Dataset entries:
PR #144, opened 2025-07-22
rulesets/nixpkgs: allow dependabot branch creation

wolfgangwalther:
Dependabot can't create branches anymore to update github-actions: https://github.com/NixOS/nixpkgs/network/updates

Broke in #132.

I hope this fixes it, but the double star glob was confusing the last time, so let's see...

PR #146, opened 2025-07-24
rulesets/nixpkgs: fix branch creation rules

wolfgangwalther:
Allowing any number of `/` needs the `**/*` syntax.

While at it with the default ruleset, I also fixed https://github.com/NixOS/org/pull/144#discussion_r2222216286. This time, I created these rules in my fork and ran various `gh api /repos/<org>/nixpkgs/rules/branches/....` request against it. This now works with any number of `/`.

### DIFF
--- a/rulesets/nixpkgs/no-creation.json
+++ b/rulesets/nixpkgs/no-creation.json
@@ -15,8 +15,9 @@
         "refs/heads/staging-*",
         "refs/heads/wip-*",
         "refs/heads/revert-*",
-        "refs/heads/revert-*/**",
-        "refs/heads/dependabot/**"
+        "refs/heads/wip-*/**/*",
+        "refs/heads/revert-*/**/*",
+        "refs/heads/dependabot/**/*"
       ],
       "include": [
         "~ALL"
@@ -29,7 +30,7 @@
     }
   ],
   "created_at": "2025-06-11T20:44:19.501+02:00",
-  "updated_at": "2025-07-22T13:05:30.263+02:00",
+  "updated_at": "2025-08-11T16:26:43.654+02:00",
   "bypass_actors": [],
   "current_user_can_bypass": "never"
 }


rulesets/nixpkgs/no-creation.json
```diff
@@ -15,8 +15,8 @@
         "refs/heads/staging-*",
         "refs/heads/wip-*",
```
philiptaron, line 16: Should we convert over `wip-*` too?

wolfgangwalther: I'd not change these. This only allows people to create `wip-...` branches without slashes, but that should be fine. The only reason we need this for the revert and dependabot branches is, because we can't control their names.

philiptaron: I like the idea of `wip-issue-12345/description-of-approach` style of branches; that's what I use. It seems an arbitrary restriction which is why I would prefer `wip-*/**/*` for consistency sake.

wolfgangwalther: Added `wip-*/**/*`. Although I still think your example is way too specific for a collaborative branch, that gets merged into with PRs.

I expect names like `wip-python-updates`, `wip-perl-packages`, `wip-modular-services`, stuff like that - and then PRs targeting these.

For specific issues, your fork is the right place.

MattSturgeon: > For specific issues, your fork is the right place.

Generally I agree, although there are exceptions to every rule. Hypothetically, I could imagine a particularly challenging issue that required some collaboration. But this seems very niche and unlikely.

rulesets/nixpkgs/no-creation.json
```diff
@@ -14,9 +14,10 @@
         "refs/heads/release-*",
         "refs/heads/staging-*",
         "refs/heads/wip-*",
+        "refs/heads/wip-*/**/*",
         "refs/heads/revert-*",
-        "refs/heads/revert-*/**",
-        "refs/heads/dependabot/**"
+        "refs/heads/revert-*/**/*",
```
MattSturgeon, line 19: Q: why do we need `revert-*` _and_ `revert-*/**/*` ?

Wouldn't `revert-**` be sufficient?

(Same applies to all lines)

wolfgangwalther: The `/**/*` syntax covers 1+ `/`, but not 0, AFAICT. Thus we need to cover the case without `/` explicitly.

MattSturgeon: > The `/**/*` syntax covers 1+ `/`, but not 0

Yes, but the `**` pattern covers 0 or more, so can we simplify to `foo-**` (not `foo-*/**` or `foo-*/**/*`). Maybe I'm missing something?

Also, some of these lines have `foo-*/**/*` which I read as **2** or more `/`, not **1** or more.

wolfgangwalther: > Yes, but the `**` pattern covers 0 or more, so can we simplify to `foo-**` (not `foo-*/**` or `foo-*/**/*`). Maybe I'm missing something?

I tried this and this didn't work. That's precisely why I came up with this PR. See https://github.com/NixOS/org/pull/132#discussion_r2191055845 and #144.

If you want to try yourself, take a look at https://github.com/NixOS/org/pull/144#issuecomment-3102286689 on how to test this in practice. If you can come up with something simpler that works for all cases, cool.

> Also, some of these lines have `foo-*/**/*` which I read as **2** or more `/`, not **1** or more.

No, `**/*` matches 0 or more. Thus, `/**/*` matches 1 or more. I'm not exactly sure whether `revert-**/*` would work. I think that's the only combination that I didn't explicitly try, I think.

wolfgangwalther: > I'm not exactly sure whether `revert-**/*` would work. I think that's the only combination that I didn't explicitly try, I think.

Just tried that as well and that doesn't work. The current proposal in this PR is the only one I can come up with that works for all cases.

MattSturgeon: Apparently GitHub is using Ruby's [fnmatch](https://ruby-doc.org/core-2.5.1/File.html#method-c-fnmatch). Some of the examples are strange:

```ruby
File.fnmatch('**.rb', 'main.rb')     #=> true
File.fnmatch('**.rb', './main.rb')   #=> false
File.fnmatch('**.rb', 'lib/song.rb') #=> true
```

> If you want to try yourself, take a look at [#144 (comment)](https://github.com/NixOS/org/pull/144#issuecomment-3102286689) on how to test this in practice.

Thanks. Tested myself too, and I confirm your findings. I would _expect_ it to be possible, but I can't find a working pattern either.

In my testing:

1. `foo-**` does not match any `/`, only matching e.g. `foo-bar` not `foo-b/ar`
2. `foo-**/**` only matches a single `/`, matching `foo-b/ar` not `foo-bar` or `foo-b/a/r`
3. `foo-**/*` also only matches a single `/`

It seems like `fnmatch` is only treating `**` as a recursive glob when it is on its own (e.g. between `/`), when `**` is part of a wider pattern, it seems to be parsed as two separate `*` wildcards. It also seems strange that `/**` only matches a single `/` and isn't recursive...

I'm sure POSIX globbing doesn't behave like this?

---

Regardless, I think this resolves my initial question...

infinisil (approved):
Applied!

wolfgangwalther:
Thanks! It works - we are now getting Dependabot updates again.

■ **TASK GOAL**
What belongs in the answer is each line of the data that has the word "File".

■ **SOLUTION**
MattSturgeon: Apparently GitHub is using Ruby's [fnmatch](https://ruby-doc.org/core-2.5.1/File.html#method-c-fnmatch). Some of the examples are strange:
File.fnmatch('**.rb', 'main.rb')     #=> true
File.fnmatch('**.rb', './main.rb')   #=> false
File.fnmatch('**.rb', 'lib/song.rb') #=> true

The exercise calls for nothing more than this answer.